[[ Data provided open ]]

Issue #441, opened 2023-06-23
RangeSlider | Make onDrag more in-line with other onChange handlers like TextInput


CameronMillerSMU:
### AC
- Deprecate onDrag and change it to be onDebounceChange
- onDrag will point to onDebounceChange
- add onChange which isn't limited by debounce
- Fix problem with drag handle not being centered vertically

PR #459, opened 2023-07-18
Improve range slider callbacks

xavierdonnellon:
In response to issue #441

This PR adds to RangeSlider:
 - onChange callback, called immediately on every value change to slider
 - onDebounceChange callback, called after debounceInterval 
 - Deprecates onDrag, but maintains its functionality

Other changes to RangeSlider:
 - Change DragHandle's beingDragged to $beingDragged (transient StyledComponent prop to suppress DOM warning that beingDragged is an unknown attribute) 
 - Improves typing of processedMarkers and processedValues to remove type errors and redundant code

### DIFF
--- a/src/components/RangeSlider/RangeSlider.tsx
+++ b/src/components/RangeSlider/RangeSlider.tsx
@@ -67,7 +67,7 @@ export const Container = styled.div`
 `;
 
 export const DragHandle = styled(a.div)`
-  ${({ beingDragged = false, color }: HandleProps) => {
+  ${({ $beingDragged = false, color }: HandleProps) => {
     const { colors } = useTheme();
     const handleColor = color || colors.primary;
     return `
@@ -87,7 +87,7 @@ export const DragHandle = styled(a.div)`
 
       filter: url(#blur);
 
-      cursor: ${beingDragged ? 'grabbing' : 'grab'};
+      cursor: ${$beingDragged ? 'grabbing' : 'grab'};
       z-index: 2;
     `;
   }}
@@ -254,7 +254,7 @@ export const RangeSlider = ({
     }
   }
 
-  const { colors } = useTheme();
+  // const { colors } = useTheme();
   const { prefersReducedMotion } = useAccessibilityPreferences();
   const hasHandleLabels = useRef(false);
   const initializing = useRef(true);
@@ -273,21 +273,21 @@ export const RangeSlider = ({
     () =>
       values?.map((val: number | ValueProp) => {
         if (typeof val === 'number') {
-          return { value: val, label: val, color: colors.primary };
+          return { value: val, label: undefined, color: undefined };
         }
         if (Object.prototype.hasOwnProperty.call(val, 'label')) {
           hasHandleLabels.current = true;
         }
         return val;
       }) ?? [],
-    [values, colors],
+    [values],
   );
 
   // Convert `markers` prop from `number[] | ValueProp[]` into strictly `ValueProp[]`
   const processedMarkers: Array<ValueProp> =
     markers?.map((val: number | ValueProp) => {
       if (typeof val === 'number') {
-        return { value: val, label: val, color: colors.primary };
+        return { value: val, label: undefined, color: undefined };
       }
       return val;
     }) ?? [];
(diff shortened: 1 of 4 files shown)


src/components/RangeSlider/RangeSlider.tsx
```diff
@@ -366,48 +348,53 @@ export const RangeSlider = ({
...
-      debouncedDrag();
-      set({
-        x: down ? deltaX : pixelPositions[0],
-        y: down ? deltaY : 0,
+      handleDrag(valueBuffer.current);
 
-        immediate: prefersReducedMotion || springOnRelease ? down : true,
+      let animate = true;
+      if (prefersReducedMotion) animate = false;
+      if (!snapToValue) animate = springOnRelease ? !down : false;
```
aVileBroker, line 389: Trying to simplify your logic here, probably not right but you get the idea
```suggestion
      let animate = !down;
      animate = prefersReducedMotion || !springOnRelease || snapToValue ? false : animate;
```

aVileBroker (changes requested):
Tons of changes to review, but wanted to give you something to start on

stats/statistics.html
aVileBroker, line 1: I thought we were gitignoring this? Or do the diffs look pretty small when they happen?

src/components/RangeSlider/__tests__/RangeSlider.test.tsx
```diff
@@ -38,7 +39,7 @@ describe('RangeSlider', () => {
 
   describe('Accessibility Tests', () => {
     it('Should pass accessibility test with default props', async () => {
-      const component = <RangeSlider min={0} max={10} testId={testId} />;
+      const component = <RangeSlider min={0} max={10} testId={testId} values={[1]} />;
```
aVileBroker, line 42: this should probably be a separate test outside of the "default props" test

aVileBroker (changes requested):

src/components/RangeSlider/types.ts
```diff
@@ -64,16 +65,34 @@ export type RangeSliderProps = {
...
   max: number;
-  values?: number[] | ValueProp[];
+  values: number[] | ValueProp[];
   testId?: string;
   markers?: number[] | ValueProp[];
+  /**
+   * If true, the drag handle will snap to the passed-in `value`.
+   * If false, the drag handle will directly follow the mouse on drag.
+   */
+  dragHandleBehavior?: 'snapToValue' | 'followMouse';
```
aVileBroker, line 90: I feel like camelCase isn't right for text attributes - but maybe we could reduce it to one word either way, like
```suggestion
  dragHandleAttachment?: 'value' | 'mouse';
```

src/components/RangeSlider/RangeSlider.tsx
```diff
@@ -226,118 +215,109 @@ export const RangeSlider = ({
...
+    debounce(newVal => {
+      if (onDrag) onDrag(newVal);
+      if (onDebounceChange) onDebounceChange(newVal);
+    }, debounceInterval),
+  ).current;
+
+  const debouncedOnRelease = useRef(
+    // wait an extra ms. onRelease should be called after onChange
+    debounce(newVal => onRelease && onRelease(newVal), debounceInterval + 1),
+  ).current;
```
aVileBroker, line 257: What's up with these refs? Like an alternative to useCallback?

aVileBroker (changes requested):

stats/statistics.html
xavierdonnellon: Accidentally gitignored wrong thing

src/components/RangeSlider/RangeSlider.tsx
xavierdonnellon: They're not just callbacks, they actually are callable objects (they have other funcs on them like debouncedOnChange.cancel() and stuff, which I just added disposing)

src/components/RangeSlider/RangeSlider.tsx
xavierdonnellon: There is some point in the truth table which this doesn't match up. I think to accomplish above we'd need nested ternaries which causes a warning and prob isn't worth it

PR #466, opened 2023-07-21
Fix | Dropdown ArrowIconContainer isOpen Prop Structure

j-leidy:
- Modified the isOpen prop structure for the ArrowIconContainer. 
- Allows for cleaner access to the prop during implementation.


aVileBroker (commented):
Could you make this a transient prop btw? @xavierdonnellon can give some direction on that

aVileBroker (approved):

PR #469, opened 2023-07-28
Implemented isReadOnly prop for RangeSlider component

ishaanbhagwat:
- This PR implements isReadOnly prop to the RangeSlider.
-This prop ensures that the RangeSlider cannot be used to change the value in readOnly mode.
- This feature can be really useful when implementing the RangeSlider and ensuring that only certain users can edit the value on the RangeSlider.

### DIFF
--- a/src/components/RangeSlider/RangeSlider.stories.tsx
+++ b/src/components/RangeSlider/RangeSlider.stories.tsx
@@ -74,7 +74,7 @@ export const Default: Story<DefaultProps> = ({
   max,
   debounceInterval,
   axisLock,
-  maintainColorWhenDisabled,
+  isReadOnly,
 }: DefaultProps) => {
   const [val, setVal] = useState(value);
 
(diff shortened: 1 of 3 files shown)


src/components/RangeSlider/RangeSlider.stories.tsx
```diff
@@ -74,6 +74,7 @@ export const Default: Story<DefaultProps> = ({
   max,
   debounceInterval,
   axisLock,
+  isReadOnly,
```
aVileBroker, line 77: should be `readonly` to match the pattern set by HTML inputs

src/components/RangeSlider/RangeSlider.tsx
```diff
@@ -40,9 +46,15 @@ export const Container = styled.div`
...
-    `
+        filter: grayscale(1) contrast(.5) brightness(1.2);
+        pointer-events: none;`
+        : ''
+    }
+
+    ${
+      isReadOnly
+        ? `
+        pointer-events: none;`
```
aVileBroker, line 57: we want to keep pointer events, so things like "hover to see handle label" still work, but other mouse/kb inputs don't change the values.

aVileBroker (changes requested):

aVileBroker (approved):

aVileBroker (approved):

PR #477, opened 2023-10-06
Fixes #476 Smooth scrolling to new target's location

### LINKED ISSUE #476: Spotlight | Scroll to element if not visible
AC
- [ ] Use the Intersection Observer API to figure out if its off screen
- [ ] figure out the scroll position
- [ ] scroll to position
- [ ] use custom element if the body isn't what gets scrolled in the app (or walk up the DOM to find the scrollable container??)
- [ ] include a scroll padding attribute to set how much extra space to give the element on top of its scroll position so it doesn't literally touch it

aVileBroker:


daniel-grimm (approved):

src/components/Spotlight/Spotlight.tsx
```diff
@@ -237,10 +289,10 @@ const Spotlight = ({
       lightPath: finalRectangularPath,
       circularLightPath: circularPath,
 
-      annotationTransform: `translate(${rect.x}px, ${rect.y}px) translate(0%, -100%)`,
+      annotationTransform: `translate(${rect.x}px, ${rect.y}px) translate(0%, -100%)`, // TODO: change second translate to make different attach positions
```
GarrettRathke, line 292: @aVileBroker This looks great! Thanks for doing this :-)
I have a few questions about this comment. Is this something that's too big to include in this PR? Or perhaps does it just make more sense in another PR? And if so, is there another Jira ticket for this work? Cheers!

aVileBroker: This would be the other ticket, I can reference it in the comments
https://github.com/Headstorm/foundry-ui/issues/315

GarrettRathke (approved):
Thank you! Good job!

PR #674, opened 2018-08-16
Licensing requirements; SDS sets hidden membership

gasperj:
Office 365 Groups Naming Policy was added to the AAD_Basic_EDU license.
https://docs.microsoft.com/en-us/azure/active-directory/users-groups-roles/groups-naming-policy

Office 365 Groups Expiration Policy requires Azure AD Premium license.
https://docs.microsoft.com/en-us/azure/active-directory/users-groups-roles/groups-lifecycle

SDS creates groups with hidden group membership from non-members, required to meet FERPA privacy policy. It's important to call out doing the same for non-SDS created class groups in an education environment.


kenwith:
@gasperj - thanks! much appreciated!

[[ Data provided closed ]]

Task
Which lines belong in the answer? Exactly those from the first line of the entries through the line holding "- add onChange", inclusive, copied unchanged.

Exercise output
Issue #441, opened 2023-06-23
RangeSlider | Make onDrag more in-line with other onChange handlers like TextInput


CameronMillerSMU:
### AC
- Deprecate onDrag and change it to be onDebounceChange
- onDrag will point to onDebounceChange
- add onChange which isn't limited by debounce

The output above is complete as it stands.